Regarding the DHDDS gene, a non-synonymous single nucleotide variant was identified in all members of the Raizal family, rs3816539; however, the prediction of damage was low. The DHDSS gene encodes part of the enzymatic complex dehydrodolichol diphosphate synthase, an enzyme that participates in the synthesis of Dolichol monophosphate at the retina level; dolichol acts as an "anchor" at the level of the membrane of the endoplasmic reticulum of the rods of the eye, allowing the glycosylation of synthesized rhodopsin. The activity of DHDDS must be balanced since the lack of glycosylation of rhodopsin affects both the function of this protein and its intracellular traffic, leading to the progressive degeneration of photoreceptors 52.
Conclusion
In the present study, four non-synonymous single nucleotide variant molecular variants were identified with a prediction of high damage to gene protein structure and function associated with glaucoma pathology in an Afro-Colombian Raizal family with a history of this disease. Interestingly, single nucleotide variant rs983034 in the WLS gene was identified only in members of the Raizal family. Likewise, the non-synonymous single nucleotide variants rs3816539 in the DHDDS gene and rs28549760 in the BTC gene were identified only in family members, but with low damage prediction. Despite the above, we do not rule out the possibility that these last two single nucleotide variants can help screen for the risk opportunity of developing glaucoma in this Raizal family; and in the population with African ancestral components in general.

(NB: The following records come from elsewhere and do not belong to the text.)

Issue #1193, opened 2018-11-08
Create a Spring Boot Starter and Template API for Cloud Vision


dzou:
Create a Spring Boot Starter and Template API for Cloud Vision.

meltsufin:
We can probably split this one into two, and the current PR would resolve one of them. 😉

PR #1194, opened 2018-11-08
Add Basic Starter AutoConfiguration for Cloud Vision API

dzou:
This adds the basic starter for the Cloud vision APIs.

In reference to #1193.

### DIFF
--- a/spring-cloud-gcp-autoconfigure/src/main/java/org/springframework/cloud/gcp/autoconfigure/vision/CloudVisionAutoConfiguration.java
+++ b/spring-cloud-gcp-autoconfigure/src/main/java/org/springframework/cloud/gcp/autoconfigure/vision/CloudVisionAutoConfiguration.java
@@ -1,0 +1,74 @@
+/*
+ *  Copyright 2018 original author or authors.
+ *
+ *  Licensed under the Apache License, Version 2.0 (the "License");
+ *  you may not use this file except in compliance with the License.
+ *  You may obtain a copy of the License at
+ *
+ *       http://www.apache.org/licenses/LICENSE-2.0
+ *
+ *  Unless required by applicable law or agreed to in writing, software
+ *  distributed under the License is distributed on an "AS IS" BASIS,
+ *  WITHOUT WARRANTIES OR CONDITIONS OF ANY KIND, either express or implied.
+ *  See the License for the specific language governing permissions and
+ *  limitations under the License.
+ */
+
+package org.springframework.cloud.gcp.autoconfigure.vision;
+
+import java.io.IOException;
+
+import com.google.api.gax.core.CredentialsProvider;
+import com.google.cloud.vision.v1.ImageAnnotatorClient;
+import com.google.cloud.vision.v1.ImageAnnotatorSettings;
+
+import org.springframework.boot.autoconfigure.condition.ConditionalOnMissingBean;
+import org.springframework.boot.autoconfigure.condition.ConditionalOnProperty;
+import org.springframework.boot.context.properties.EnableConfigurationProperties;
+import org.springframework.context.annotation.Bean;
+import org.springframework.context.annotation.Configuration;
+
+/**
+ * Provides Spring Beans for using Cloud Vision API.
+ *
+ * @author Daniel Zou
+ */
+@Configuration
+@EnableConfigurationProperties(CloudVisionProperties.class)
+@ConditionalOnProperty(value = "spring.cloud.gcp.vision.enabled", matchIfMissing = true)
+public class CloudVisionAutoConfiguration {
+
+	private final CredentialsProvider credentialsProvider;
+
+	public CloudVisionAutoConfiguration(CredentialsProvider credentialsProvider) {
+		this.credentialsProvider = credentialsProvider;
+	}
+
+	/**
+	 * Configure the Cloud Vision API client {@link ImageAnnotatorClient}. The
+	 * spring-cloud-gcp-starter autowires a {@link CredentialsProvider} object that provides
+	 * the GCP credentials, required to authenticate and authorize Vision API calls.
+	 *
+	 * <p>
+	 * Cloud Vision API client implements {@link AutoCloseable}, which is automatically
+	 * honored by Spring bean lifecycle.
+	 *
+	 * <p>
+	 * Most of the Google Cloud API clients are thread-safe heavy objects. I.e., it's better
+	 * to produce a singleton and re-using the client object for multiple requests.
+	 *
+	 * @param credentialsProvider GCP Credential to use to access Cloud Vision API
+	 * @return A Cloud Vision API client
+	 * @throws IOException if an exception occurs creating the ImageAnnotatorClient
+	 */
+	@Bean
+	@ConditionalOnMissingBean
+	public ImageAnnotatorClient imageAnnotatorClient(
+			CredentialsProvider credentialsProvider) throws IOException {
+		ImageAnnotatorSettings clientSettings = ImageAnnotatorSettings.newBuilder()
+				.setCredentialsProvider(credentialsProvider)
+				.build();
+
+		return ImageAnnotatorClient.create(clientSettings);
+	}
+}
--- a/spring-cloud-gcp-autoconfigure/src/main/java/org/springframework/cloud/gcp/autoconfigure/vision/CloudVisionProperties.java
+++ b/spring-cloud-gcp-autoconfigure/src/main/java/org/springframework/cloud/gcp/autoconfigure/vision/CloudVisionProperties.java
@@ -1,0 +1,35 @@
+/*
+ *  Copyright 2018 original author or authors.
+ *
+ *  Licensed under the Apache License, Version 2.0 (the "License");
+ *  you may not use this file except in compliance with the License.
+ *  You may obtain a copy of the License at
+ *
+ *       http://www.apache.org/licenses/LICENSE-2.0
+ *
+ *  Unless required by applicable law or agreed to in writing, software
+ *  distributed under the License is distributed on an "AS IS" BASIS,
+ *  WITHOUT WARRANTIES OR CONDITIONS OF ANY KIND, either express or implied.
+ *  See the License for the specific language governing permissions and
+ *  limitations under the License.
+ */
+
+package org.springframework.cloud.gcp.autoconfigure.vision;
+
+import org.springframework.boot.context.properties.ConfigurationProperties;
+import org.springframework.boot.context.properties.NestedConfigurationProperty;
+import org.springframework.cloud.gcp.core.Credentials;
+import org.springframework.cloud.gcp.core.CredentialsSupplier;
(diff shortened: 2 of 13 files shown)


spring-cloud-gcp-autoconfigure/src/main/java/org/springframework/cloud/gcp/autoconfigure/vision/CloudVisionAutoConfiguration.java
```diff
@@ -0,0 +1,72 @@
...
+	public CloudVisionAutoConfiguration(CredentialsProvider credentialsProvider) {
+		this.credentialsProvider = credentialsProvider;
+	}
+
+	/**
+	 * Configure the Cloud Vision API client {@link ImageAnnotatorClient}. The
+	 * spring-cloud-gcp-starter autowires a {@link CredentialsProvider} object that provides
+	 * the GCP credentials, required to authenticate and authorize Vision API calls.
+	 *
+	 * <p>
```
artembilan: No blank lines in method Javadocs and `<p>` has to stick to the sentence: https://github.com/spring-projects/spring-framework/wiki/Code-Style#javadoc-formatting

spring-cloud-gcp-autoconfigure/src/main/java/org/springframework/cloud/gcp/autoconfigure/vision/CloudVisionProperties.java
```diff
@@ -0,0 +1,35 @@
...
+
+package org.springframework.cloud.gcp.autoconfigure.vision;
+
+import org.springframework.boot.context.properties.ConfigurationProperties;
+import org.springframework.boot.context.properties.NestedConfigurationProperty;
+import org.springframework.cloud.gcp.core.Credentials;
+import org.springframework.cloud.gcp.core.CredentialsSupplier;
+import org.springframework.cloud.gcp.core.GcpScope;
+
+@ConfigurationProperties("spring.cloud.gcp.vision")
```
artembilan: `@author` and `@since`

spring-cloud-gcp-autoconfigure/src/main/java/org/springframework/cloud/gcp/autoconfigure/vision/CloudVisionProperties.java
```diff
@@ -0,0 +1,35 @@
...
+public class CloudVisionProperties implements CredentialsSupplier {
+
+	/** Overrides the GCP OAuth2 credentials specified in the Core module. */
```
artembilan: The Javadoc must be really Javadocs, so, from new line:
```suggestion
	/** 
	* Overrides the GCP OAuth2 credentials specified in the Core module. 
	*/
```

spring-cloud-gcp-autoconfigure/src/main/resources/META-INF/additional-spring-configuration-metadata.json
```diff
@@ -29,6 +29,12 @@
       "type": "java.lang.Boolean",
       "description": "Auto-configure Google Cloud Storage components.",
       "defaultValue": true
+    },
+    {
+      "name": "spring.cloud.gcp.vision.enabled",
```
artembilan: Why this property can't go to the `CloudVisionProperties` ?

spring-cloud-gcp-starters/spring-cloud-gcp-starter-trace/pom.xml
```diff
@@ -5,6 +5,8 @@
 	<parent>
 		<artifactId>spring-cloud-gcp-starters</artifactId>
 		<groupId>org.springframework.cloud</groupId>
+
+		<!-- TODO: What version do I put here? -->
```
artembilan: Is it really a concern of a purpose of this PR?

This is `parent` version BTW, we can't live without it anyway...

meltsufin: @dzou What's the concern around using the current version `1.1.0.BUILD-SNAPSHOT` as is done one all other starters?

dzou: nevermind, I got confused originally; thought I had to increment the version number to accommodate a new starter.

spring-cloud-gcp-autoconfigure/src/main/resources/META-INF/additional-spring-configuration-metadata.json
artembilan: Have you missed this one?

Thanks

dzou: You could, but putting it there won't do anything because `spring.cloud.gcp.vision.enabled` is used within a `@ConditionalOnProperty` and these [are processed before `ConfigurationProperties` are parsed](https://github.com/spring-projects/spring-boot/issues/2282). Any default value set in CloudVisionProperties will be ignored. That is why all the `.enabled` properties have been put in here.

spring-cloud-gcp-autoconfigure/src/main/java/org/springframework/cloud/gcp/autoconfigure/vision/CloudVisionAutoConfiguration.java
```diff
@@ -0,0 +1,79 @@
...
+
+	private final CredentialsProvider credentialsProvider;
+
+	public CloudVisionAutoConfiguration(
+			CloudVisionProperties properties, CredentialsProvider credentialsProvider)
+			throws IOException {
+
+		if (properties.getCredentials().hasKey()) {
+			this.credentialsProvider = new DefaultCredentialsProvider(properties);
+		} else {
```
artembilan: Checkstyle violation: 
```
[ERROR] /home/travis/build/spring-cloud/spring-cloud-gcp/spring-cloud-gcp-autoconfigure/src/main/java/org/springframework/cloud/gcp/autoconfigure/vision/CloudVisionAutoConfiguration.java:53:9: '}' at column 3 should be alone on a line. [RightCurly]
```

spring-cloud-gcp-autoconfigure/src/main/java/org/springframework/cloud/gcp/autoconfigure/vision/CloudVisionProperties.java
dzou: Done, I downgraded to inline comment since I felt it was not significant enough to be javadoc.

spring-cloud-gcp-autoconfigure/src/main/java/org/springframework/cloud/gcp/autoconfigure/vision/CloudVisionAutoConfiguration.java
```diff
@@ -0,0 +1,79 @@
...
+/**
+ * Provides Spring Beans for using Cloud Vision API.
+ *
+ * @author Daniel Zou
+ * @since 1.1
+ */
+@Configuration
+@EnableConfigurationProperties(CloudVisionProperties.class)
+@ConditionalOnClass(ImageAnnotatorClient.class)
+@ConditionalOnProperty(value = "spring.cloud.gcp.vision.enabled", matchIfMissing = true)
```
artembilan: @snicoll ,

Confirm, please, that we can't move such a property into the `@ConfigurationProperties` class.

See our discussion below in the `additional-spring-configuration-metadata.json` changes: https://github.com/spring-cloud/spring-cloud-gcp/pull/1194/files#r232061185

Thanks

snicoll: Yes. If you're not using the property in the API, it's basically dead code that shouldn't be there.

artembilan: OK. That is slightly different aspect though, but the question was if it really isn't going to work if we just place this property to the existing `@ConfigurationProperties` class as @dzou commented mentioning some open issue in Spring Boot: https://github.com/spring-projects/spring-boot/issues/2282

Aren't we going to have a generated `spring-configuration-metadata.json` in the META-INF based on that class anyway, which is going to be use in this `@ConditionalOnProperty`?

I'm just a bit confused that having `@ConfigurationProperties` with the prefix `spring.cloud.gcp.vision` we still need to add an entry to the `additional-spring-configuration-metadata.json` manually...

dzou:
> We can merge it if @snicoll confirms that we need to stay away of moving enable property into the @ConfigurationProperties class: https://github.com/spring-cloud/spring-cloud-gcp/pull/1194/files#r232300344

Sounds good, I'll also make the relevant doc updates before doing so.

spring-cloud-gcp-autoconfigure/src/main/java/org/springframework/cloud/gcp/autoconfigure/vision/CloudVisionAutoConfiguration.java
snicoll: I don't think that issue is related to what we're discussing here. It's about a custom condition that imports a `@ConfigurationProperties`. What we're discussing here is where the metadata should be generated. If you add an `enabled` flag in code but don't use it, the metadata will be generated automatically but you'd have effectively added dead code. I don't recommend you doing that.

I don't understand what's confusing. That property is not used in the code so it shouldn't be declared in the API. But you need to document it and that's what the additional metadata is for.

Makes sense?

artembilan: OK. Fair enough.

So, @dzou , feel free to merge.

spring-cloud-gcp-samples/spring-cloud-gcp-vision-api-sample/pom.xml
```diff
@@ -15,7 +15,8 @@
 	<dependencies>
 		<dependency>
 			<groupId>org.springframework.cloud</groupId>
-			<artifactId>spring-cloud-gcp-starter</artifactId>
+			<artifactId>spring-cloud-gcp-starter-vision</artifactId>
+			<version>1.1.0.BUILD-SNAPSHOT</version>
```
elefeint: Since it's our own starter, I think the version will be derived from the current project version.

dzou: Gotcha. However I get this problem though when I try to run the sample after: 'dependencies.dependency.version' for org.springframework.cloud:spring-cloud-gcp-starter-vision:jar is missing.

Is there something missing in my pom.xml for the starter which prevents me from omitting the version?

Due to the small size of the control group sample, there is a limitation in identifying the disease-causing variants in these patients. Thus, given the high frequency in different populations of the selected variants, there is a high probability that these variants were chosen at random because they were not represented in the two control subjects used in the study. Additional studies will be needed to test this hypothesis.